# can someone explain me how stannous chloride work



## ericrm (Feb 4, 2012)

i know it is a reducing agent
what happen with aucl when you add sncl?
why it doesnt also reduce copper or any other metal?
could it be used to get gold back from solution?


----------



## butcher (Feb 4, 2012)

ericrm,

I do not know if I can answer this, but here is how I see it.

The tin chloride (stannous chloride) does reduce the gold (gold from solution gains an electron), and goes back to being a metallic gold, the gold does not precipitate (at least not for a very long time), as this tin kind of makes a gel in solution holding the very small fine flakes of gold in suspension floating around reflecting the violet color we see (in a way the gold is in an almost colloidal form.

I am sure stannous chloride does also reduce copper in solution, but copper does not give us the color change gold does.

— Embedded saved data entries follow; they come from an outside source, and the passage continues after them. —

PR #5412, opened 2025-10-07
metrics: add compression counters

RaduBerinde:
#### base: move cache.Level to base

We also rework the implementation so it's less confusing.

#### metrics: add compression counters

Add running counters that keep track of how many bytes were compressed
and decompressed. The counters are segregated along the same lines
where compression settings can differ: L5 vs L6 vs other levels, and
data vs value vs other blocks.

The intention is to estimate the CPU usage change for a different
compression profile (in conjunction with data about each algorithm's
performance, as obtained by the compression analyzer).

### DIFF
--- a/compaction.go
+++ b/compaction.go
@@ -2945,6 +2945,8 @@ func (d *DB) runCopyCompaction(
 		var wrote uint64
 		err = d.fileCache.withReader(ctx, block.NoReadEnv, inputMeta.VirtualMeta(), func(r *sstable.Reader, env sstable.ReadEnv) error {
 			var err error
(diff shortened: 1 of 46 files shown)


annrpom (approved):
:lgtm:

> @annrpom reviewed 15 of 15 files at r1, 32 of 32 files at r2, all commit messages.
> *[Reviewable](https://reviewable.io/reviews/cockroachdb/pebble/5412#-:-Ob-J5624DxyUhj64RgT:bnfp4nl)* status: <span>:shipit:</span> complete! all files reviewed, all discussions resolved (waiting on @RaduBerinde)

PR #5413, opened 2025-10-07
db: factor out recovery logic

jbowens:
Factor out logic to recover the current database state from Open. Over time Open has grown involved, interleaving initialization of pebble.DB state and recovery of the database. Teasing apart these functions help improve readability and will help in refactoring to clean up obsolete files before creating new ones during Open.

Future work will pull loading of the version set into RecoverState as well.

### DIFF
--- a/format_major_version.go
+++ b/format_major_version.go
@@ -417,13 +417,13 @@ func lookupFormatMajorVersion(
 	}
 	vers := FormatMajorVersion(v)
 	if vers == FormatDefault {
-		return 0, nil, errors.Newf("pebble: default format major version should not persisted", vers)
+		return 0, nil, errors.Newf("default format major version should not persisted", vers)
 	}
 	if vers > internalFormatNewest {
-		return 0, nil, errors.Newf("pebble: database %q written in unknown format major version %d", dirname, vers)
+		return 0, nil, errors.Newf("written in unknown format major version %d", vers)
 	}
 	if vers < FormatMinSupported {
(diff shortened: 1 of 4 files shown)


jbowens (commented):
TFTR!

> *[Reviewable](https://reviewable.io/reviews/cockroachdb/pebble/5413#-:-Ob3FNkd7Ckk1tzToWQF:b-814g8k)* status: 0 of 4 files reviewed, all discussions resolved (waiting on @RaduBerinde)

___
*[`open.go` line 222 at r1](https://reviewable.io/reviews/cockroachdb/pebble/5413#-Ob-L_MbEal2cZGFlmYV:-Ob3E92-2uSqJ_AXVlYo:bb6un1j) ([raw file](https://github.com/cockroachdb/pebble/blob/beaabb358aaa05bdb580b908244df29983778de8/open.go#L222)):*

In error cases after initializing `d` we will Close the objProvider two times - once here, once in `rs.Close()`
</blockquote></details>

Done
___
*[`open.go` line 1236 at r1](https://reviewable.io/reviews/cockroachdb/pebble/5413#-Ob-MuG20RQ-JD0RB9r3:-Ob3FM0j38jygmRx6NVZ:bb6un1j) ([raw file](https://github.com/cockroachdb/pebble/blob/beaabb358aaa05bdb580b908244df29983778de8/open.go#L1236)):*

[nit] it might be nicer to move most of this function to a `fs.init()` method and leave just:
```
if err := rs.init(opts, dirname); err != nil {
  rs.Close()
  return errors.Wrapf(err, ...)
}
return &rs, nil
```
</blockquote></details>

Done

PR #5415, opened 2025-10-08
block: improve adaptive compression profiles

RaduBerinde:
We allow different adaptive ratios for data and value blocks and
improve the profiles.


RaduBerinde:
TFTR!

PR #5423, opened 2025-10-13
db: Add method to change value for option `WALDir`

### LINKED ISSUE #5421: db: Allow to rename `WALDir`
There might be a situation, when a directory with WAL will be lost or moved to another mount point.
Currently, `open` fails with error `WALDir changed from previous options`.

**Suggestion:**
Allow to skip this check with additional option `SkipCheckCompatibility` or introduce new public method `pebble.RenameWALDir`

Jira issue: PEBBLE-1214

annikiforov:
Close #5421.

### DIFF
--- a/open.go
+++ b/open.go
@@ -1317,3 +1317,64 @@ func (l walEventListenerAdaptor) LogCreated(ci wal.CreateInfo) {
 	}
 	l.l.WALCreated(wci)
 }
+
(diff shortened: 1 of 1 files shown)


annikiforov:
Addressed here https://github.com/cockroachdb/pebble/pull/5478.

Issue #5424, opened 2025-10-14
db: improve obsolete file deletion pacing and queuing to prevent backlog and blocking


sumeerbhola:
Motivated by observations from https://github.com/cockroachlabs/support/issues/3457 and https://cockroachlabs.slack.com/archives/C09KSGD2XNX, where the cleanupManager's finite queue of jobs (length 1000) became full and blocked compactions for up to a minute, and sometimes blocked flushes. The former resulted in no compactions from L0=>Lbase which eventually resulted in AC throttling in CockroachDB. The latter resulted in write stalls (this was rarer, since most flushes do not generate obsolete WALs due to WAL recycling).

Listing all the desired cleanup improvements:
- [x] Queue of cleanup jobs should not be bounded: Blocking compactions or flushes is dangerous. And we need to be able to absorb spikes. And if deletion is chronically slow because of the filesystem, but compactions/flushes are not slow, that is a very odd grey failure mode, and we should ignore it.

- [x] Obsolete bytes used to pace deletions should include the bytes queued in the `cleanupManager`.

- [x] Configurability: The lower bound pacing rate (`Options.TargetByteDeletionRate`) should be dynamically updatable without restarting all the nodes (and hooked up to a CockroachDB cluster setting).

- [x] Observability: The backlog of bytes and files in the `cleanupManager` should be observable via gauge metrics. The cumulative byte deletion should be observable via a counter.

Some subset of the above needs to be backported to CockroachDB v25.2.

Jira issue: PEBBLE-1216

PR #5430, opened 2025-10-14
db: add fail-safe to the delete pacer

RaduBerinde:
logic fails to keep up.

Informs #5424

### DIFF
--- a/obsolete_files.go
+++ b/obsolete_files.go
@@ -65,6 +65,8 @@ func (m *cleanupManager) CompletedStats() obsoleteObjectStats {
 
 // We can queue this many jobs before we have to block EnqueueJob.
 const jobsQueueDepth = 1000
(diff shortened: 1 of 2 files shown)


RaduBerinde:
*[`obsolete_files.go` line 228 at r1](https://reviewable.io/reviews/cockroachdb/pebble/5430#-Ob_3M5mBD8vokmBCq-Z:-Ob_6k5gEHuPiMjKAEkF:b-kdjhbh) ([raw file](https://github.com/cockroachdb/pebble/blob/a5e7243b5fe226e9473457a5017460451ac70fd6/obsolete_files.go#L228)):*

do we need to print a log here to indicate the pacing is disabled?
</blockquote></details>

There is already a log at this threshold in `maybeLogLocked`

PR #5445, opened 2025-10-17
db: fix BlobBytesCompacted accounting

jbowens:
Previously flushes would contribute the size of written blob files to both BlobBytesFlushed and BlobBytesCompacted, artificially inflating the BytesCompacted total. This commit fixes the metric update to include the blob files in either the flushes total or the compacted total but not both.


sumeerbhola (approved):
:lgtm: 

> @sumeerbhola reviewed 1 of 3 files at r1, 1 of 1 files at r2, all commit messages.
> *[Reviewable](https://reviewable.io/reviews/cockroachdb/pebble/5445#-:-Oc1_0Pz2hYfHQAiQwP3:bg7igkv)* status: 2 of 3 files reviewed, 1 unresolved discussion

PR #5451, opened 2025-10-19
db: initialize more LevelMetrics fields on recovery

RaduBerinde:
We weren't initializing all `LevelMetrics` fields when reading a
manifest. This isn't a big deal in practice because on the first
version change, we will reinitialize these fields.

This change reuses the code that normally sets these fields when
updating the version.


RaduBerinde:
TFTR!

It (tin) would only give us troubles if we tried using stannous chloride to get gold from our solutions, the reasons it works so well for testing is also the reasons it would not make a good reducing agent to try and get our gold from solutions. (We try to avoid colloids keeping our gold in solution, and not being able to test for it presence in solution, also tin would also replace other metals from solution’s and on and on).


----------



## ericrm (Feb 4, 2012)

alright
thank you butcher, that realy answer my question,i was hoping to recycle ap in free precipitant..
i have read that there is a possibility that smb dont drop all the gold in solution,do you know if it is true?


----------



## butcher (Feb 4, 2012)

ericrm,
What we get is determined by what we do and how we do it.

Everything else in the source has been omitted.